La pandemia como síntoma del Capitaloceno: economía de guerra

La pandemia como síntoma del Capitaloceno: economía de guerra
20 abril, 2020 por Redacción La tinta

El virus que hoy nos interpela a todxs ha venido a poner en cuestión el actual modelo de civilización. En esta serie de artículos, la Ecología Política nos ayuda a mirar las angustias y desafíos de nuestro presente, y a tejer sentipensares desde la esperanza: para construir juntxs nuevos rumbos posibles, para que la pandemia valga la pena.
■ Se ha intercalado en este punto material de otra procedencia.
PR #499, opened 2026-08-29
fix(export): respect per-command project attribution

### LINKED ISSUE #498: fix(export): respect per-command project attribution in project filters
### Description

Termstory supports per-command project attribution for sessions that span multiple projects. A session's `project_id` represents its final project, while individual commands can have their own `project_id`.

The export project filter currently relies only on the session-level `project_id`. As a result, a session that contains commands attributed to the requested project can be incorrectly excluded from the export if the session later moves to another project.

### Reproduction

Consider a session containing:

- Command 1 → attributed to Project A
- Command 2 → attributed to Project A
- Command 3 → attributed to Project B
- Session's final `project_id` → Project B

Running an export filtered to Project A can omit the entire session, even though commands from that session were explicitly attributed to Project A.

### Expected behavior

When exporting with a project filter, a session should be considered a match when:

1. The session's final project matches the requested project, **or**
2. At least one command in the session has `command.project_id` matching the requested project.

This should preserve the existing session-level behavior while also respecting per-command project attribution.

### Scope

- Update the project-filtering logic in the exporter to consider per-command project attribution.
- Preserve existing behavior for sessions that have only a session-level project.
- Do not modify how project attribution is assigned or persisted.
- Add regression tests covering a session that moves between two projects and contains commands attributed to both projects.
- Verify that exporting by the earlier project's name/path includes the session.

### Acceptance Criteria

- A session with a command attributed to Project A is included when exporting with Project A as the filter, even if the session's final project is Project B.
- A session whose session-level and command-level projects do not match the requested project is not incorrectly included.
- Existing export behavior and tests remain unchanged for single-project sessions.
- Regression tests pass on all supported Python versions.

deepmhatre13:
Closes #498 
## Summary

Fixes project-filtered exports to respect per-command project attribution.

Previously, `fetch_export_data()` considered only the session-level `project_id` when applying a project filter. For sessions that moved between projects, this could exclude a session from an earlier project's export even when commands in that session were explicitly attributed to that project.

### Changes

- Project filters now match against:
  - the session-level `project_id`, or
  - any command-level `project_id` belonging to the session.
- Project resolution now includes project IDs referenced by commands.
- Unresolvable command project IDs are ignored rather than incorrectly matching the `"other"` bucket.
- Added regression coverage for session-level, command-level, mixed-project, path, no-project, and false-positive cases.

### Validation

- `tests/test_exporter.py`: **56 passed**
- Search/database/integration tests: **24 passed**
- Database query test: **1 passed**
- Consolidated relevant suite: **80 passed**
- `git diff --check`: clean

No schema or project-attribution persistence changes were made.

### DIFF
--- a/termstory/exporter.py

Por Horacio Machado Aráoz – Colectivo de Investigación de Ecología Política del Sur* para La tinta

“La agroindustria está tan centrada en los beneficios
que considera que vale la pena correr el riesgo de ser afectada por un virus
que podría matar a mil millones de personas”
(Rob Wallace, 2016).

La Pandemia en curso ha sido usada como excusa para la más reciente declaración de guerra. Ha forzado -se dice- una economía de guerra. Le llaman así a la parálisis temporaria de los mercados, los grandes flujos comerciales y gran parte del gigantesco aparato tecno-industrial global, con sus distintas ramificaciones sectoriales y geográficas. En nombre de esa economía de guerra, países de todos los rangos geopolíticos y gobiernos de todos los tintes ideológicos preparan enormes paquetes financieros para -se dice- “paliar la crisis”.
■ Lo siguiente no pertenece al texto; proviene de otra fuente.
PR #501, opened 2026-08-30
[Project] Preserve per-command project ids when session ends at home

### LINKED ISSUE #462: fix(project): home cwd at session end wipes per-command project ids
Context

Pass 1 of detect_projects() in termstory/project.py walks each command, resolves the simulated cwd, and writes cmd.project_id from that cwd (see the inline attribution loop and the overwrite_per_command=False call at lines 521-526). That is how a session that cds through more than one project keeps per-command attribution.

When the session's final cwd is home or /, the else branch at termstory/project.py lines 527-530 does this:

    else:
        session.project_id = None
        for cmd in session.commands:
            cmd.project_id = None

Problem

Any session that does real project work and then cds back to ~ before the session gap fires loses every per-command project_id that Pass 1 just computed. Search, stats, and export then treat those commands as unattributed even though the cwd at command time was a real project root.

Reproduction:

1. cd ~/Projects/acme && pytest
2. cd ~ && ls
3. Wait past the session gap and re-ingest.
4. The pytest command is stored with project_id NULL.

Expected

Session.project_id may stay None when the final cwd is home. Commands that ran inside a project root must keep the project_id assigned during the cwd walk. Only commands whose cwd was home/root should stay unattributed.

Acceptance criteria

- [ ] Ending a session at ~ does not clear project_id on earlier commands that ran under a project root.
- [ ] Commands that never left home still have project_id None.
- [ ] Session-level project_id remains the final cwd project (None when that cwd is home).
- [ ] Add a regression test in tests/test_project.py covering cd into a project, a project command, then cd ~.

Scope

One production file (termstory/project.py, ~10 lines) plus one test in tests/test_project.py.

sanjana2505006:
## Summary
- Closes #462
- When final cwd is home/root, keep `session.project_id = None` but stop clearing per-command `project_id` values assigned during Pass 1
- Add regression test: cd into project → run command → cd ~ → ls

## Test plan
- [x] `pytest tests/test_project.py::test_detect_projects_preserves_command_ids_when_session_ends_at_home -q`
- [x] `pytest tests/test_project.py -q`

### DIFF
--- a/termstory/project.py
+++ b/termstory/project.py
@@ -525,9 +525,9 @@ def detect_projects(sessions: List[Session]) -> List[Project]:
                 session, final_project, projects_dict, overwrite_per_command=False
             )
         else:
+            # Final cwd is home/root: session stays unattributed, but per-command
+            # project_ids assigned during the cwd walk must be preserved (#462).
             session.project_id = None
-            for cmd in session.commands:
-                cmd.project_id = None
 
         last_session_end = effective_end
     
--- a/tests/test_project.py
+++ b/tests/test_project.py
@@ -678,6 +678,40 @@ def test_detect_projects_per_command_null_handling(monkeypatch):
     assert s.commands[2].project_id == real_proj.id
 
 
+def test_detect_projects_preserves_command_ids_when_session_ends_at_home(monkeypatch):
+    """#462: cd back to ~ at session end must not wipe earlier per-command project_ids."""
+    import os
+    original_listdir = os.listdir
+
+    def mock_listdir(path):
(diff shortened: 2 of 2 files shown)


bitflicker64 (approved):
Summary: Pass 1 no longer wipes per-command `project_id` when the final cwd is home/root. `session.project_id` stays None. That is what #462 asked for.

The new test in `tests/test_project.py` covers `cd ~/Projects/acme` -> `pytest` -> `cd ~` -> `ls`. CI is green. Diff stays in `termstory/project.py` and the one regression test.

Bajo un engañoso abandono de la razón neoliberal que muchos se precipitan a declarar, de repente, todos parecen haberse vuelto keynesianos. Desde la derecha a la izquierda, se aboga por la necesaria intervención del Estado. Sin embargo, tal como se están pensando, esos salvatajes no van dirigidos a acabar con la economía de guerra, sino a profundizarla. Los enormes subsidios y ayudas financieras que se preparan pueden ser las municiones que carguen las armas de una nueva ola de despojo. A juzgar por las condiciones previas, podemos estar ante un nuevo capítulo de una vieja historia: el salvataje de los privilegiados de siempre, a costa de un nuevo expolio de lxs condenadxs de la Tierra.

Aunque esto no tiene que ser necesariamente así, para evitarlo y para tener chances de torcer el rumbo, es preciso que nos aclaremos, primero, la etiología de la guerra y de esta crisis. Partamos, entonces, por lo básico: el coronavirus no ha declarado ninguna guerra; mucho menos, una guerra económica. En cualquier caso, su irrupción ha detenido -por un tiempo y parcialmente- la economía de guerra en la que venimos inmersos. La economía de guerra es -ni más ni menos, como ya sabemos y está a la vista de todo el mundo- la propia economía capitalista.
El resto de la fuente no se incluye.